CALGARY, ALBERTA–(Marketwired – June 17, 2016) – Canadian Spirit Resources Inc. (“CSRI” or the “Corporation”) (TSX VENTURE:SPI) (OTCBB:CSPUF) is pleased to announce that it is increasing, subject to TSX Venture Exchange approval, its previously announced non-brokered private placement offering from $500,000 to $640,000. The private placement is comprised of a combination of common shares of the Corporation issued on a flow-through basis pursuant to the Income Tax Act (“Flow-Through Shares”) at a price of $0.10 per Flow-Through Share and units of the Corporation (“Units”) at a price of $0.10 per Unit. The offering will close in two tranches, the first of which occurred on June 1, 2016, and the second of which is expected to close by the end of June 2016.
The Flow-Through Shares issued pursuant to this placement will entitle, subject to various income tax considerations, Canadian investors to a renunciation in 2016 of Canadian Exploration Expense expenditures to be made by CSRI up to December 31, 2017 equal to 100% of their total subscription amount.
Each Unit will consist of one common share of the Corporation and one-half of one common share purchase warrant (“Warrants”). Each whole Warrant will entitle the holder to purchase an additional common share of the Corporation for a period of one year at an exercise price of $0.10 per share.
The Corporation may pay finder’s fees of up to 6% in cash.
All the securities issued pursuant to the offering will be subject to a four-month restricted resale period under Canadian securities laws.

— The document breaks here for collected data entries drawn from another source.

PR #144, opened 2016-02-18
Added missing include directory to android build scripts.

AWoloszyn:
When glslang_tab.cpp and glslang_tab.cpp.h moved, the include directory
was not updated.

This was missed because the old files had not been removed from the
source directory.


dneto0:
+2

PR #146, opened 2016-02-19
Minor enhancements involving finder and includer.

antiagainst:


libshaderc_util/src/file_finder.cc
```diff
@@ -21,11 +21,8 @@
 namespace {
 
 // Returns "" if path is empty or ends in '/'.  Otherwise, returns "/".
-std::string MaybeSlash(const std::string path) {
-  if (path.empty() || path.back() == '/')
-    return "";
-  else
-    return "/";
+std::string MaybeSlash(const std::string& path) {
+  return (path.empty() || path.back() == '/') ? "" : "/";
```
dneto0: The ? :  is arguably less readable.

But the reference on the argument is useful.

dneto0:
+1

dekimir:
Rebased and pushed via 1f84b05e8efa02e018844997153a2478ed8e322c.

PR #149, opened 2016-02-22
Add an example program for simple C++ API usage

dneto0:
The program demonstrates basic shader compilation using the Shaderc
C++ API.  For clarity, each method is deliberately self-contained.

Techniques demonstrated:
- Preprocessing GLSL source text
- Compiling a shader to SPIR-V assembly text
- Compliing a shader to a SPIR-V binary module
- Setting basic options: setting a preprocessor symbol.
- Checking compilation status and extracting an error message.

### DIFF
--- a/examples/online-compile/CMakeLists.txt
+++ b/examples/online-compile/CMakeLists.txt
@@ -1,0 +1,4 @@
+add_executable(shaderc-online-compile main.cc)
+shaderc_default_compile_options(shaderc-online-compile)
+target_include_directories(shaderc-online-compile PRIVATE ${libshaderc_SOURCE_DIR}/include)
+target_link_libraries(shaderc-online-compile PRIVATE shaderc)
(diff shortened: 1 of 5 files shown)


AWoloszyn:
Looks nice and clear to me.
+1 Will let someone else comment as well.

examples/online-compile/CMakeLists.txt
```diff
@@ -0,0 +1,4 @@
+add_executable(shaderc-online-compile main.cc)
+shaderc_default_compile_options(shaderc-online-compile)
+target_include_directories(shaderc-online-compile PRIVATE ${libshaderc_SOURCE_DIR}/include)
```
Qining: Just a minor thought, I guess we don't need to add libshaderc's include directory explicitly. The include directory should be carried with the library.

Qining:
lgtm. Very clear to me.

examples/online-compile/CMakeLists.txt
dneto0: You're right.  Fixed in the next commit.

dneto0:
Retained +2.  Squashed and pushed into master as  66d409cc6

PR #150, opened 2016-02-23
Export the includes in the android.mk file

AWoloszyn:
When we generate libshaderc_combined in Android.mk, also
create a libs/ and include/ directory that contains the actual
libraries.

This means a library can be created containing the libraries and
include files with the following style command.

ndk-build APP_PROJECT_PATH=<path/to/shaderc>
APP_BUILD_SCRIPT=<path/to/shaderc/Android.mk> APP_STL=<stl_version>
APP_ABI=<abis_to_build> NDK_APP_LIBS_OUT=<target_dir>

This will generate a target_dir with the following format
<target_dir> /
  include /
    shaderc /
      shaderc.h
      shaderc.hpp
  libs /
    <abis>
      libshaderc.a

### DIFF
--- a/Android.mk
+++ b/Android.mk
@@ -26,7 +26,33 @@ $(1)/libshaderc_combined.a: $(addprefix $(1)/, $(ALL_LIBS)) $(1)/combine.ar
 	@cd $(1) && $(2)ar -M < combine.ar && cd -
 	@$(2)objcopy --strip-debug $(1)/libshaderc_combined.a
 
-libshaderc_combined:$(1)/libshaderc_combined.a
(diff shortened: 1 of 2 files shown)


dneto0:
The code looks fine but the commit message looks off.

- In the code the APP_STL is a directory above the target API directory, but is unmentioned in the output tree in the commit message.
-  NDK_APP_LIBS_OUT doesn't line up between the example in the commit message and the code.

Should the commit message say:

```
    This will generate a target_dir with the following format
    <target_dir>/ .. /
      include /
        shaderc /
          shaderc.h
          shaderc.hpp
     <target_dir> /
            <stl> /
               <abis> /
                   libshaderc.a
```

-1 just to fix up the commit message

AWoloszyn:
Updated the commit message.

dneto0:
+2

PR #153, opened 2016-02-24
Use raw string literal to store help messages.

antiagainst:


dekimir:
Rebased and pushed into master via 1ccede1528cb33533ff196b44a1ccbcd5dd79a90.

PR #154, opened 2016-02-24
Fixed CMake to use PYTHON_EXECUTABLE everywhere.

AWoloszyn:
It looks like some verisons of cmake set PYTHON_EXE but others
do not. According to the documentation PYTHON_EXECUTABLE
is the correct way to do it.


antiagainst:
LGTM

BTW, don't forget to change the instance in spirv-tools. ;)

AWoloszyn:
Thanks for the reminder, I will put up a CL there momentarily.

PR #1478, opened 2025-01-29
kokoro linux: use 'lean' image based on ubuntu 24.04

dneto0:


dneto0:
oops. I was mistaken the build config settings have to be in the *same* directory as the presubmit.cfg and continuous.cfg.
So this doesn't actually work.
We have to run docker with the explicit image name.

PR #1480, opened 2025-01-31
kokoro: use lightweight image for license checker

dneto0:


dneto0:
The license checker image is only 88MB, 32MB compressed.  The image was downloaded and the checker ran all in 7 seconds.
That's very good.

PR #1491, opened 2025-04-12
update glslang dependency

jeffbolznv:
Update glslang dependency to include bfloat16 support (https://github.com/KhronosGroup/glslang/pull/3905/).


jeffbolznv:
Ping @dneto0 @alan-baker

dneto0 (approved):

PR #1493, opened 2025-04-16
Don't link glslang stub SPIRV library

jpr42:


jpr42:
I don't have a google account and their CLA tool requires me to make one.

"A Google account is required to sign the CLA. Google accounts are used to link individual and corporate CLAs to covered contributors and provide authentication for CLA management."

The net proceeds of the offering will be used to gather reservoir information at the Corporation’s c-69-H/94-B-1 well that was drilled at Farrell Creek, British Columbia in the first quarter 2016, and for general corporate purposes.
The offering is a related party transaction under Multilateral Instrument 61 – 101 – Protection of Minority Security Holders in Special Transactions (“MI 61-101”) as Richard Couillard, President and Chief Executive Officer of the Corporation, Jeffrey Dyck, a Director of the Corporation, and Elmag Investments Inc., an insider and control person of the Corporation will be purchasing 200,000, 700,000 and 3,000,000 Units, respectively. Following completion of the Unit portion of the private placement, Richard Couillard will own 1,143,350 common shares of the Corporation or 0.75% of the outstanding common shares of the Corporation, Jeffrey Dyck will own 700,000 common shares of the Corporation or 0.46% of the outstanding common shares of the Corporation, and Elmag Investments Inc. will own 55,764,500 common shares of the Corporation or 35.54% of the outstanding shares of the Corporation.
The offering is exempt from the formal valuation and minority shareholder vote requirements of MI 61 – 101 as the fair market value of the insider’s participation in the offering does not exceed 25% of the Corporation’s market capitalization. The offering has been approved by the members of the Board of Directors of the Corporation who have determined that they will not be participating in the offering.